O prazo ideal para concluir todo o ciclo — que engloba a compra, a reforma e a venda do imóvel — é de 6 a 7 meses, já que a ideia é fazer o capital girar rapidamente.
Segundo os especialistas, se o processo demorar muito mais que isso, a rentabilidade pode deixar de ser vantajosa quando comparada a investimentos conservadores, caso da taxa Selic. Enquanto o imóvel não é vendido, o investidor é responsável pelos custos do imóvel como condomínio, IPTU e juros do financiamento. Quanto mais tempo o imóvel permanece no portfólio, mais esses custos "consomem" o lucro líquido final.
Quanto preciso desembolsar no "house flipping"?
Ramiro Delgado, sócio-fundador do Trade Imobiliário e especialista em investimentos imobiliários e "house flipping", diz que, em média, o capital inicial necessário é de cerca de 40% do valor do imóvel, utilizando o financiamento para alavancar os ganhos: sendo 20% gastos na entrada do imóvel (como normalmente é solicitado em financiamentos) e 20% para a reforma, sempre calculada em cima do valor gasto com a aquisição do próprio imóvel.
Mas, com o tempo, o investidor deve conseguir até dar entradas menores para o banco, já que vai melhorando sua credibilidade como tomador de crédito com a instituição. "Daqui a pouco, em vez de dar 20% de entrada, vai dar 15%, vai dar 10% e aí precisará de menos capital próprio para fazer os próximos investimentos", diz Delgado.
Nesse processo, é preciso colocar nessa matemática todos os custos envolvidos na operação, que devem ser mapeados em três fases principais: entrada, manutenção e saída, que entrarão na cota de 20%.
Custos de entrada:
- Valor de compra;
- Impostos e taxas: incluem o ITBI (Imposto de Transmissão de Bens Imóveis), a escritura e o registro em cartório.
- Assessoria profissional: Para investidores iniciantes, é necessário incluir gastos com assessoria jurídica (para evitar imóveis com dívidas ou passivos judiciais) e profissionais de engenharia para orçamentos reais de reforma.

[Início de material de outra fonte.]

PR #218, opened 2022-01-19
The video is not correctly shown in landscape mode

kuldar-daniel:
## Context

**Jira issue URL:** https://glia.atlassian.net/browse/MUIC-320
**Jira issue URL:** https://glia.atlassian.net/browse/MUIC-290

**Summary:**
Fixes video frame in landscape mode. Also allows local video to float around and be dragged across the screen.

### DIFF
--- a/GliaWidgets/View/Call/Video/VideoStreamView.swift
+++ b/GliaWidgets/View/Call/Video/VideoStreamView.swift
@@ -56,7 +56,7 @@ class VideoStreamView: UIView {
     }
 
     @objc
-    func pan(_ gesture: UIPanGestureRecognizer) {
+    private func pan(_ gesture: UIPanGestureRecognizer) {
         guard gesture.view != nil else { return }
 
         let translation = gesture.translation(in: self)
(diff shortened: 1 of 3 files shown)


GliaWidgets/View/Call/Video/VideoStreamView.swift
```diff
@@ -17,24 +20,47 @@ class VideoStreamView: View {
...
+        }
+        streamView.scale = kind == .remote ? .aspectFit : .aspectFill
         addSubview(streamView)
         streamView.autoPinEdgesToSuperviewEdges()
         streamView.layoutIfNeeded()
+        show?(true)
+    }
+
+    @objc
+    func pan(_ gesture: UIPanGestureRecognizer) {
```
dukhovnyi, line 59: perhaps we could make this mehod private since it is not necessary to expose it publically, or do we need it?

dukhovnyi (approved):

GliaWidgets/View/Call/Video/VideoStreamView.swift
kuldar-daniel: true, good catch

Custos de Manutenção (durante a reforma e venda):
Nessa fase, os principais custos são:
- Reforma: É um dos itens que mais pode "fugir" do orçamento se não houver um cronograma e checklist rigorosos;
- Custos fixos: condomínio e IPTU enquanto o imóvel for seu;
- Custos financeiros: juros e parcelas do financiamento imobiliário para aquisição do imóvel.
Custos de Saída:
- Corretagem: comissão paga à imobiliária ou corretor pela venda;
- Imposto de renda (ganho de capital): incide sobre o lucro da operação. É possível reduzir essa base de cálculo deduzindo gastos com a reforma e ITBI, por exemplo. Ou seja: todo o valor investido na atualização e melhoria do imóvel pode ser somado ao custo de aquisição, reduzindo a margem de lucro tributável e permitindo que o investidor pague o imposto apenas sobre o ganho real, após descontar os custos operacionais de entrada e melhoria.
Como calcular o ganho?
Para calcular a rentabilidade, os investidores usam o ROI (Retorno sobre o Investimento) e, claro, a rentabilidade anda de mãos dadas com o risco no mercado financeiro. Com a Selic em 14,75%, investimentos de renda variável e alternativos precisam oferecer muito mais para fazer os olhos dos investidores brilharem, ou seja, ter atratividade frente à renda fixa. Isso porque se for oferecido algo próximo da Selic, obviamente o mercado não vai querer correr o risco para receber o mesmo daquele que corre o mínimo de risco.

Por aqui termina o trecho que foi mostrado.